What to do =
Where in the data does the word "think" appear? Find those lines and copy them.

[Saved data entries]
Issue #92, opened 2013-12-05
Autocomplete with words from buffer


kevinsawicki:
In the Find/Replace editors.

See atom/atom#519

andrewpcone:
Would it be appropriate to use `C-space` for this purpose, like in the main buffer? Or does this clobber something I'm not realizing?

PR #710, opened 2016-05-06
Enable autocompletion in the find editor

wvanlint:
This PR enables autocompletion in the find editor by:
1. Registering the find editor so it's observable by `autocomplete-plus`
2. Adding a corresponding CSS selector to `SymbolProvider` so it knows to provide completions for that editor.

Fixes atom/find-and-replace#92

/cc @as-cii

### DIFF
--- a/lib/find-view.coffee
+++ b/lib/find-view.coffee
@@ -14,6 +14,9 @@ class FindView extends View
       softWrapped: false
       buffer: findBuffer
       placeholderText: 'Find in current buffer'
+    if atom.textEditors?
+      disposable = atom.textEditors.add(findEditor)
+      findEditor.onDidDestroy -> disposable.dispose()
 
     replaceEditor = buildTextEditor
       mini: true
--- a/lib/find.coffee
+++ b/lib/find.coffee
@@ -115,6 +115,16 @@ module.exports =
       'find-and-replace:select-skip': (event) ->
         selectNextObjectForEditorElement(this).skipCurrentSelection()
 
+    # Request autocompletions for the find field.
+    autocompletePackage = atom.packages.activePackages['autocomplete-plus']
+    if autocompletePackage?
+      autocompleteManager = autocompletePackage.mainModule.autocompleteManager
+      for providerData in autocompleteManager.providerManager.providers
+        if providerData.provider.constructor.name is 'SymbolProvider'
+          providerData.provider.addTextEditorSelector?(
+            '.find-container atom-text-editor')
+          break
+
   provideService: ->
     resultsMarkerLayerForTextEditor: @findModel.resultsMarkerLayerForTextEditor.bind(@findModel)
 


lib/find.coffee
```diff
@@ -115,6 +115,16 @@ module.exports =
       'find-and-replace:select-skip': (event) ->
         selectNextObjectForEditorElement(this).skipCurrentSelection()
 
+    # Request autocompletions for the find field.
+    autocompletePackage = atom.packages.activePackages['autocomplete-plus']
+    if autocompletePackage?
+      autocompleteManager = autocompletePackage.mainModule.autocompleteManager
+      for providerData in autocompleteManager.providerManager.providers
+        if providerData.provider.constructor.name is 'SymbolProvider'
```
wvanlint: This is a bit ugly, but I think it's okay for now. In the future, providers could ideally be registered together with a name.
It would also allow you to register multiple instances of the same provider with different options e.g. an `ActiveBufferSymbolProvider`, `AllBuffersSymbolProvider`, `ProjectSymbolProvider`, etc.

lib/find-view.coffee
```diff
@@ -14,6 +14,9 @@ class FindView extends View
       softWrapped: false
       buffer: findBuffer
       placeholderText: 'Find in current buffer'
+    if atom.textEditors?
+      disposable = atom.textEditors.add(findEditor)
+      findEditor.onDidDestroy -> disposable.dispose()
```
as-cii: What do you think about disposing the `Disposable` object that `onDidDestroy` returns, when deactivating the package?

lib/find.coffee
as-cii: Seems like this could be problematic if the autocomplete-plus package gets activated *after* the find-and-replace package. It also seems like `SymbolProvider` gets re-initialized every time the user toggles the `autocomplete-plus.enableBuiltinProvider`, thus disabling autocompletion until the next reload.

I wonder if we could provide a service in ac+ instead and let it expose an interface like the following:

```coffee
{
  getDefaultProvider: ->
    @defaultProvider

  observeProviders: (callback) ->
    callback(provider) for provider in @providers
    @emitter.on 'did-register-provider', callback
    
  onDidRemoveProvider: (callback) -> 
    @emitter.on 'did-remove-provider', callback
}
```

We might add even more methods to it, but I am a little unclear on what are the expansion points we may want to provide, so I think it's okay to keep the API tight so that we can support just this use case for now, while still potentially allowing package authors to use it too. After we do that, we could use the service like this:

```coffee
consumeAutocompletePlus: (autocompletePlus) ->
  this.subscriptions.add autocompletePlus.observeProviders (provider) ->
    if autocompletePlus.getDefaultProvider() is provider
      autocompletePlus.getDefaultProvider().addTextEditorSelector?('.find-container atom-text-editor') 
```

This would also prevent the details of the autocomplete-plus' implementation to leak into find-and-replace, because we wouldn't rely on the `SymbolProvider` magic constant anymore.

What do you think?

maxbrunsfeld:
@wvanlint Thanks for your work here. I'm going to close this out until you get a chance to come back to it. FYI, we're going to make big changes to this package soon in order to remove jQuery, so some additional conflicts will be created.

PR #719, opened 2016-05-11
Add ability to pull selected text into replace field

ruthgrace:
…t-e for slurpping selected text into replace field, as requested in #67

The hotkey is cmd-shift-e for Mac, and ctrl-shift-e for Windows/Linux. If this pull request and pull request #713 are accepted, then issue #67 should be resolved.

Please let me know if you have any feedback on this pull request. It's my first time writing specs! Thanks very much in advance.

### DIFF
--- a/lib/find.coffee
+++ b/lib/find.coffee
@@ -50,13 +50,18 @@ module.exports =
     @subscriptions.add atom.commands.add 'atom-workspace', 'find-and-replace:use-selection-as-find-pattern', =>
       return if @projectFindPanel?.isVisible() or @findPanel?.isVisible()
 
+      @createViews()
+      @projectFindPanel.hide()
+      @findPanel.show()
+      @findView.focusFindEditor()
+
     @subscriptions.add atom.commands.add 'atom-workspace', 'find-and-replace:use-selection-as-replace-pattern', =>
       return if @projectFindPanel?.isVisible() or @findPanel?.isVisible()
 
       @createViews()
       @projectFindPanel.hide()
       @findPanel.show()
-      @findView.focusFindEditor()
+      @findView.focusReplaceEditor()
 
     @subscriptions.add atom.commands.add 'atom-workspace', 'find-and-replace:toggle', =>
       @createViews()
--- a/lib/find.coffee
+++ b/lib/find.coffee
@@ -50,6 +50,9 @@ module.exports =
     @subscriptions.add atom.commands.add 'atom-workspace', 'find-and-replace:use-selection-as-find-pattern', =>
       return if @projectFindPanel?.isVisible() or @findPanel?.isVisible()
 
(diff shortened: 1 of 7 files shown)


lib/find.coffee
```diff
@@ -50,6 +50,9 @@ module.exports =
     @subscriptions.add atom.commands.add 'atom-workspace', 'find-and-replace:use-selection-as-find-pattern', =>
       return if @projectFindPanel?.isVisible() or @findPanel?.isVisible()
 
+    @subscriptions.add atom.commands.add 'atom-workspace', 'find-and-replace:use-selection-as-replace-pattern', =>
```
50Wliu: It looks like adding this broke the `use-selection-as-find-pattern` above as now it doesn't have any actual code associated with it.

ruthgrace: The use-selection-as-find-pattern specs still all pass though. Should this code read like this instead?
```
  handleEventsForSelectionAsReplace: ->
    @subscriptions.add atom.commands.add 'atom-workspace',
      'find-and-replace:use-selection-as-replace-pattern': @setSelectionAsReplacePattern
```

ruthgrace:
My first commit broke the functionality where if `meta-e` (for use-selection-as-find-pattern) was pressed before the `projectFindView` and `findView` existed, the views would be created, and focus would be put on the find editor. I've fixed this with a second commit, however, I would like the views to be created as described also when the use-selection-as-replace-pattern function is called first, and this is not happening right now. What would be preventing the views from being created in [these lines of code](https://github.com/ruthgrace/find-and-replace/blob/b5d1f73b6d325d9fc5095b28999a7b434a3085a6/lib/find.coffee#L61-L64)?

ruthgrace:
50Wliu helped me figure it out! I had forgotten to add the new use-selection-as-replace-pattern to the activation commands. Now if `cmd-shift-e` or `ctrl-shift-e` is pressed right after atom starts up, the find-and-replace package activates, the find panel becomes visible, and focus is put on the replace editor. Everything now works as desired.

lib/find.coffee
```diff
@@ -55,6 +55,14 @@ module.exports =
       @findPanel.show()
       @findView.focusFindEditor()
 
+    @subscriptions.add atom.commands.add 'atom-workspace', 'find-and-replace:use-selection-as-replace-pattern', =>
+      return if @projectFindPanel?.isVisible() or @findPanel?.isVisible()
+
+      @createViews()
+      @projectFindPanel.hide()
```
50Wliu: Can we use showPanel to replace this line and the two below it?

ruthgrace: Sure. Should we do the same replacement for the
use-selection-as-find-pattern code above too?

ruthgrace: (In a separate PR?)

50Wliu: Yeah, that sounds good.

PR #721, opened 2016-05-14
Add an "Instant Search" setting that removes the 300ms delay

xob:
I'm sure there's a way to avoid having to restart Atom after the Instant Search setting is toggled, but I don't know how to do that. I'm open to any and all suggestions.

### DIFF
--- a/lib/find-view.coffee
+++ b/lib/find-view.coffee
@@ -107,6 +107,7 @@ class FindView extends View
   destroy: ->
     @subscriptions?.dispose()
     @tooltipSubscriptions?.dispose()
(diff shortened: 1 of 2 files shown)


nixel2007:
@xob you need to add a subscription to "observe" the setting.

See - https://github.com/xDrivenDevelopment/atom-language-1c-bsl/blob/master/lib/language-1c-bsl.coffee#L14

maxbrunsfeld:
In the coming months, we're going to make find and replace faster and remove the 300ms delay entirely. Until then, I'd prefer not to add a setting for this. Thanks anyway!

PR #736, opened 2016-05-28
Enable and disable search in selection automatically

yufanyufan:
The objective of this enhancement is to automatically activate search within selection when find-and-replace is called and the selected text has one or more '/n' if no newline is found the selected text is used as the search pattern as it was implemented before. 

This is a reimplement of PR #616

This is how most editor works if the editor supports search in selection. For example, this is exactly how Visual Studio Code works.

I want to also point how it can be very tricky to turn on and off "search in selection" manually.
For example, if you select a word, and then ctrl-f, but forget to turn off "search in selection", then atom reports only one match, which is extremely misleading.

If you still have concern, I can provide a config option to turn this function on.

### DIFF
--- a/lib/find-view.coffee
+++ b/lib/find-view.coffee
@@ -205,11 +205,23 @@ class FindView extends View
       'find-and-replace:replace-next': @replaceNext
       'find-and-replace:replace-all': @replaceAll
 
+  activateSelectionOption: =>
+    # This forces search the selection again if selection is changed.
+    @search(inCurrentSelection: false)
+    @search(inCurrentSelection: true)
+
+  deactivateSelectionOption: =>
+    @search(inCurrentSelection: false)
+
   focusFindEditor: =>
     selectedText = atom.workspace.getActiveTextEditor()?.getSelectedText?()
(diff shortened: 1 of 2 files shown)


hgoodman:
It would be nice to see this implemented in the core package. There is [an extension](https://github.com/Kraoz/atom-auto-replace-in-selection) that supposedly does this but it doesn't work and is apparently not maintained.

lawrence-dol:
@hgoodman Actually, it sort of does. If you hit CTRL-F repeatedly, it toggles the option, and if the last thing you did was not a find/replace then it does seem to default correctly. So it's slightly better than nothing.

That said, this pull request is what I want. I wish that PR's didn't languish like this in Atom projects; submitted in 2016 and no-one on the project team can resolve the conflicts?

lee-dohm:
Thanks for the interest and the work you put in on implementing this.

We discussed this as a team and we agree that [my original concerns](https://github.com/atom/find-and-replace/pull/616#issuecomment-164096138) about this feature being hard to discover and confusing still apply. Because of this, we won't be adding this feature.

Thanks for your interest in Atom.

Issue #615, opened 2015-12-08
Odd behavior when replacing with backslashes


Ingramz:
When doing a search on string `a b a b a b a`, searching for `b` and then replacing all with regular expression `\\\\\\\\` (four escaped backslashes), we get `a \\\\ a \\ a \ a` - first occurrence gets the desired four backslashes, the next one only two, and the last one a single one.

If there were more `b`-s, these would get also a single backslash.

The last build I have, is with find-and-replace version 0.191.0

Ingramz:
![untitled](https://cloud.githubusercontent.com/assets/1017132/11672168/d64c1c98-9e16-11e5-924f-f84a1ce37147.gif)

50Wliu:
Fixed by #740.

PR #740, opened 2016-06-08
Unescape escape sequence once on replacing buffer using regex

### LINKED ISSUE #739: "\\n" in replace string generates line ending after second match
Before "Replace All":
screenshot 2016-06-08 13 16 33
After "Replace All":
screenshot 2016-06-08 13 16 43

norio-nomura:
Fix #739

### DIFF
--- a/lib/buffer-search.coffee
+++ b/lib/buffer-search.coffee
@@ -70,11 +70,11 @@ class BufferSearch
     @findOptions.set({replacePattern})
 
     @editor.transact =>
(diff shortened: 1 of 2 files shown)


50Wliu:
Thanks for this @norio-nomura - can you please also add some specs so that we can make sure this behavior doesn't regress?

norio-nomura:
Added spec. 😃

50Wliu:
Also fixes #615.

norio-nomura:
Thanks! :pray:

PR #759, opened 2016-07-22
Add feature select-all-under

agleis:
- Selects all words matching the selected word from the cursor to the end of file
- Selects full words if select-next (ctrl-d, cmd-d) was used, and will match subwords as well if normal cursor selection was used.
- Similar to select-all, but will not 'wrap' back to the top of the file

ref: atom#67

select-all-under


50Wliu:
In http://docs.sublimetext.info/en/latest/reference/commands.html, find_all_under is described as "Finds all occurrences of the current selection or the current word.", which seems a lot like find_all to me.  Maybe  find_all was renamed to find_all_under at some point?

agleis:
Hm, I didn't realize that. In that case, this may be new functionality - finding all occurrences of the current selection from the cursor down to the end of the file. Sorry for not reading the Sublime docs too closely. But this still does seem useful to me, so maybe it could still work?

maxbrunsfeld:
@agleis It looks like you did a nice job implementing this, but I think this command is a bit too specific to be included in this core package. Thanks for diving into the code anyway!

Reply =
wvanlint: This is a bit ugly, but I think it's okay for now. In the future, providers could ideally be registered together with a name.
as-cii: What do you think about disposing the `Disposable` object that `onDidDestroy` returns, when deactivating the package?
We might add even more methods to it, but I am a little unclear on what are the expansion points we may want to provide, so I think it's okay to keep the API tight so that we can support just this use case for now, while still potentially allowing package authors to use it too. After we do that, we could use the service like this:
What do you think?
@agleis It looks like you did a nice job implementing this, but I think this command is a bit too specific to be included in this core package. Thanks for diving into the code anyway!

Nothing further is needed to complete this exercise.